### Data for analysis
PR #929, opened 2025-07-30
Including a missing dependency (Pip)

monksy:
Added pip otherwise the UI complains it isn't included in the docker container.


mcmonkey4eva:
Does it really complain? I'd expect `python3.11-dev` to include pip

monksy:
It does on the start. I don't have a screenshot.

mcmonkey4eva:
yeah it seems it does actually need that - that's... really odd.

monksy:
I frequently have that issue everytime I install python as well.. oh well.

PR #931, opened 2025-07-30
Support Numbers Larger Than int32 for `T2IParamDataType.INTEGER`

Odls:
The `T2IParamDataType.INTEGER` parameter corresponds to Python’s integer type, not C#’s `int32`.
To accommodate larger numbers when passing values in C#, some parts of the code already treat it as a `long`.

For example:
In `T2IParamSet.cs`:
```csharp
object obj = param.Type switch
{
    T2IParamDataType.INTEGER => param.SharpType == typeof(long) ? long.Parse(val) : int.Parse(val),
```

In `T2IParamType.cs`:
```csharp
public static Type DataTypeToSharpType(T2IParamDataType t)
{
    return t switch {
        T2IParamDataType.INTEGER => typeof(long),
```

However, in both `ComfyUIBackendExtension.cs` and `ComfyUIAPIAbstractBackend.cs`, the received parameters were being cast to `int32`, causing parse failures when users input large numbers.
A common scenario is when a user wants to reuse the seed from an existing image, which can often be a 14–16 digit number—too large to fit in `int32`, and therefore not accepted by `SwarmInputInteger`.

This commit updates all relevant usages of `T2IParamDataType.INTEGER` to use `long`, and verifies that `SwarmInputInteger` can now successfully pass a 16 digit number seed.

### DIFF
--- a/src/BuiltinExtensions/ComfyUIBackend/ComfyUIAPIAbstractBackend.cs
+++ b/src/BuiltinExtensions/ComfyUIBackend/ComfyUIAPIAbstractBackend.cs
@@ -739,8 +739,8 @@ public abstract class ComfyUIAPIAbstractBackend : AbstractT2IBackend
                     }
                     if (type.Type == T2IParamDataType.INTEGER && type.ViewType == ParamViewType.SEED && long.Parse(val.ToString()) == -1)
                     {
-                        long max = (long)type.Max;
-                        return $"{Random.Shared.NextInt64(0, max <= 0 ? long.MaxValue : max)}";
+                        int max = (int)type.Max;
+                        return $"{Random.Shared.Next(0, max <= 0 ? int.MaxValue : max)}";
                     }
                     if (val is T2IModel model)
                     {
--- a/src/BuiltinExtensions/ComfyUIBackend/ComfyUIAPIAbstractBackend.cs
+++ b/src/BuiltinExtensions/ComfyUIBackend/ComfyUIAPIAbstractBackend.cs
@@ -739,8 +739,8 @@ public abstract class ComfyUIAPIAbstractBackend : AbstractT2IBackend
                     }
                     if (type.Type == T2IParamDataType.INTEGER && type.ViewType == ParamViewType.SEED && long.Parse(val.ToString()) == -1)
                     {
-                        int max = (int)type.Max;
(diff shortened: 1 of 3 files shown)


src/BuiltinExtensions/ComfyUIBackend/ComfyUIAPIAbstractBackend.cs
```diff
@@ -739,8 +739,8 @@ string fillDynamic()
                     }
                     if (type.Type == T2IParamDataType.INTEGER && type.ViewType == ParamViewType.SEED && long.Parse(val.ToString()) == -1)
                     {
-                        int max = (int)type.Max;
-                        return $"{Random.Shared.Next(0, max <= 0 ? int.MaxValue : max)}";
+                        long max = (long)type.Max;
+                        return $"{Random.Shared.NextInt64(0, max <= 0 ? long.MaxValue : max)}";
```
mcmonkey4eva: this very intentionally used int.MaxValue here and should be put back

src/BuiltinExtensions/ComfyUIBackend/ComfyUIBackendExtension.cs
```diff
@@ -197,11 +197,11 @@ public T2IParamType DynamicParamGenerator(string name, T2IParamInput context)
...
                         string seedClean(string prior, string newVal)
                         {
-                            int parsed = int.Parse(newVal);
+                            long parsed = long.Parse(newVal);
                             if (parsed == -1)
                             {
-                                int max = (int)type.Max;
-                                parsed = Random.Shared.Next(0, max <= 0 ? int.MaxValue : max);
+                                long max = (long)type.Max;
+                                parsed = Random.Shared.NextInt64(0, max <= 0 ? long.MaxValue : max);
```
mcmonkey4eva: (same as above for both in this file)

src/BuiltinExtensions/ComfyUIBackend/ComfyUIBackendExtension.cs
```diff
@@ -417,7 +417,7 @@ public static void OnSwarmBackendAdded(SwarmSwarmBackend backend)
     }
 
     public static LockObject ValueAssignmentLocker = new();
-
```
mcmonkey4eva: minor but please avoid unrelated line edits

### Work instruction
I would like the number of lines in the material above that contain the string "MaxValue", with no other words in the reply.

### Response to the task
7